==== Record set ====

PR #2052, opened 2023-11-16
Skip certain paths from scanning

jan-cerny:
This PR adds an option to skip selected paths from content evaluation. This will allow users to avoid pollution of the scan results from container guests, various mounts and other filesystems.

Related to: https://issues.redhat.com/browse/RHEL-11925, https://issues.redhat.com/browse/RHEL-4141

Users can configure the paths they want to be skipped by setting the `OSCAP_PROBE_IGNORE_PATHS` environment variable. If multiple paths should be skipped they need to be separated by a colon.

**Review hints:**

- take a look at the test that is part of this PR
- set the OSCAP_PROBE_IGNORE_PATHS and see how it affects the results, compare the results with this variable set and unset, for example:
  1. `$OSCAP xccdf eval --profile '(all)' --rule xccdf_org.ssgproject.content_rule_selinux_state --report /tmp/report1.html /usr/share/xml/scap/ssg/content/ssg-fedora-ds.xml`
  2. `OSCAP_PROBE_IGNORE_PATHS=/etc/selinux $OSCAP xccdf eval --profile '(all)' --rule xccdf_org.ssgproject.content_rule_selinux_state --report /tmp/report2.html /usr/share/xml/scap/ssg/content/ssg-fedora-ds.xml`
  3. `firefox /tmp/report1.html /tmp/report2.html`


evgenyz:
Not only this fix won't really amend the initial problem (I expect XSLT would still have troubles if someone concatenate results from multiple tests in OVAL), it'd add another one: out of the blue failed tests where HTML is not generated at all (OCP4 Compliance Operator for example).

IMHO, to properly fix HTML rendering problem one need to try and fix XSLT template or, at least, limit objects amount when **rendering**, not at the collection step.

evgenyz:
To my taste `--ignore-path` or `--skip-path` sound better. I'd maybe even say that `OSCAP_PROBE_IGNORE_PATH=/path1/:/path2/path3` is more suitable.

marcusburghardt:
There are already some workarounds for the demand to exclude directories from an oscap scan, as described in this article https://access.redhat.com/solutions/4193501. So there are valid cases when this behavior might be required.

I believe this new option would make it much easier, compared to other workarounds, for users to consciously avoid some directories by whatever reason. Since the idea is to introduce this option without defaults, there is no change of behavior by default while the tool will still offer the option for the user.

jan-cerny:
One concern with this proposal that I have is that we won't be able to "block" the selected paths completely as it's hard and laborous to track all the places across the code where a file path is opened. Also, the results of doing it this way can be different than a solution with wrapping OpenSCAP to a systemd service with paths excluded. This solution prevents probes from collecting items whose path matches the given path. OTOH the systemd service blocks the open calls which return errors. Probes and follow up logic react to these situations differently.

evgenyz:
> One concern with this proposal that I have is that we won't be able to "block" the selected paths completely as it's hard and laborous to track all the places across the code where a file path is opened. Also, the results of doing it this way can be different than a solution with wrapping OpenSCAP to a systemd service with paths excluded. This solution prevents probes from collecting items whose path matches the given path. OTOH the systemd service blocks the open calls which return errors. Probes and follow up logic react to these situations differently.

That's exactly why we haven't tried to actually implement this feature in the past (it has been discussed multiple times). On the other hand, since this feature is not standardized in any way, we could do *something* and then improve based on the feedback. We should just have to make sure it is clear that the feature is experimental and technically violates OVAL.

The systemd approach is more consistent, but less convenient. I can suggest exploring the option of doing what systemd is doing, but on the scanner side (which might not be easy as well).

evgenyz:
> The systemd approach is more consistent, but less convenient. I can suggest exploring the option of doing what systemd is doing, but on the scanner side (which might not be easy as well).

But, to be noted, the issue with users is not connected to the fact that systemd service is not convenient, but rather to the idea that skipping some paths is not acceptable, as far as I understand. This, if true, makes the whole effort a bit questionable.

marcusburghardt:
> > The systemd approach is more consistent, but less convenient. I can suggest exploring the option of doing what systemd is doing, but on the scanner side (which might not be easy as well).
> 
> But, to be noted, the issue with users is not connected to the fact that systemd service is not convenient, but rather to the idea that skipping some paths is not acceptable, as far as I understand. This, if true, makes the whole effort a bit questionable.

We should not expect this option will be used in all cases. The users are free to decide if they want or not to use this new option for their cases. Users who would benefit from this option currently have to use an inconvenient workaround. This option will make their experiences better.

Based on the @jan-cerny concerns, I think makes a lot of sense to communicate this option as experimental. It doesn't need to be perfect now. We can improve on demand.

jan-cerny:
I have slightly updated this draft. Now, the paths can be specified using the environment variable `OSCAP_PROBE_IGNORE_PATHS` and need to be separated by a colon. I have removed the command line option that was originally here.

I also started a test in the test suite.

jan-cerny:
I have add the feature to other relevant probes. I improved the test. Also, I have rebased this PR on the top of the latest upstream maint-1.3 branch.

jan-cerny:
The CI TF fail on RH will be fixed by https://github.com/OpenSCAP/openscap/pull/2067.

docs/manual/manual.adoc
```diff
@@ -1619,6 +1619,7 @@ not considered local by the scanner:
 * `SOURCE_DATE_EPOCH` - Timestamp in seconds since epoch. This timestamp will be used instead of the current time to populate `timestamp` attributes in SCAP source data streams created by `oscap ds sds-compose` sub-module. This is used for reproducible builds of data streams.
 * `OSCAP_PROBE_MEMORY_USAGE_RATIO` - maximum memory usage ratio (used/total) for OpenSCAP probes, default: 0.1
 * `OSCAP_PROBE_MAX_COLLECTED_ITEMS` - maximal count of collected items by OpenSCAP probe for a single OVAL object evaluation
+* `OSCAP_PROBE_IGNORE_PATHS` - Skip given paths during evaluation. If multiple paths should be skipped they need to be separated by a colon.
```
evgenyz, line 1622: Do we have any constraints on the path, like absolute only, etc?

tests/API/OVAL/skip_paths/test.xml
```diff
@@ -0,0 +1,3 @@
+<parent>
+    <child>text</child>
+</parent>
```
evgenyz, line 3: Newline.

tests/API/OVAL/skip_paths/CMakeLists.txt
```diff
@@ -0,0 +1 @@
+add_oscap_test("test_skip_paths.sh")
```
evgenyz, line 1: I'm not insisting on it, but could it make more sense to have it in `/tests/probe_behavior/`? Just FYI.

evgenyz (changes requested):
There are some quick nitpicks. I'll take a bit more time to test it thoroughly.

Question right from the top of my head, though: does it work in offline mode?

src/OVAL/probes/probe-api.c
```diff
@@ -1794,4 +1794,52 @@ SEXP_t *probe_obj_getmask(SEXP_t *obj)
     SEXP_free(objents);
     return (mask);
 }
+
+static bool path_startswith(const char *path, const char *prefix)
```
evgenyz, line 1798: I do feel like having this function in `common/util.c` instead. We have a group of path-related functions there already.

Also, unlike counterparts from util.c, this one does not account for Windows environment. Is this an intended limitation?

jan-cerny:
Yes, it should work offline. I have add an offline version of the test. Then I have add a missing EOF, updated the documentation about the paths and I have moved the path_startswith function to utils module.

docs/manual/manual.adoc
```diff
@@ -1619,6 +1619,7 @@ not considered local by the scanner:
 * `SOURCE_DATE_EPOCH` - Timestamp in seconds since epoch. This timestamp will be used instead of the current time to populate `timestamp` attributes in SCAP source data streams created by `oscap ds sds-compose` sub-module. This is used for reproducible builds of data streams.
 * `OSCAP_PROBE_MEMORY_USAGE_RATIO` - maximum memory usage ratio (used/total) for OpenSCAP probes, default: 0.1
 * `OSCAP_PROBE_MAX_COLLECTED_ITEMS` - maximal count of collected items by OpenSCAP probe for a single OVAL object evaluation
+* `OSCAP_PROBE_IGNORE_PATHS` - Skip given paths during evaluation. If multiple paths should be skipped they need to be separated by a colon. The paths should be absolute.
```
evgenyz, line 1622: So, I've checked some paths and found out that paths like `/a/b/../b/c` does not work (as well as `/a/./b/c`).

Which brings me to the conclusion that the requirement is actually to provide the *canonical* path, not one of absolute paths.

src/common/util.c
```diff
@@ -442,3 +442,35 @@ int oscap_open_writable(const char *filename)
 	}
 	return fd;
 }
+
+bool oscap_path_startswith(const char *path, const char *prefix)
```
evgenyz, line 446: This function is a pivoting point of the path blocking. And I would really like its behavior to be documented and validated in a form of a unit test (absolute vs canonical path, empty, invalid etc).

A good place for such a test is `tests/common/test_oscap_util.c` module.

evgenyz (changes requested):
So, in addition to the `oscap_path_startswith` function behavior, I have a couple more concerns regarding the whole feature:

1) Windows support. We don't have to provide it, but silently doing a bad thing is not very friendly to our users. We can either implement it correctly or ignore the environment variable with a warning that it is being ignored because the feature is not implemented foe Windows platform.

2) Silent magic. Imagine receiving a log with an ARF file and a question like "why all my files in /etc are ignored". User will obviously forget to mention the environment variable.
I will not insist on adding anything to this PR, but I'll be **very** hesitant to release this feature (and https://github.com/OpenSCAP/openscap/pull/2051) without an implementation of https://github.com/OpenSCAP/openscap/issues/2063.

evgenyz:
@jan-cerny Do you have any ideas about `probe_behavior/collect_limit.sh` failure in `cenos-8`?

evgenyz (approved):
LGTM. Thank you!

====

- Task description
Within the entries above, find every line where the string "actually" occurs, and copy it.

- Response to the task
That's exactly why we haven't tried to actually implement this feature in the past (it has been discussed multiple times). On the other hand, since this feature is not standardized in any way, we could do *something* and then improve based on the feedback. We should just have to make sure it is clear that the feature is experimental and technically violates OVAL.
Which brings me to the conclusion that the requirement is actually to provide the *canonical* path, not one of absolute paths.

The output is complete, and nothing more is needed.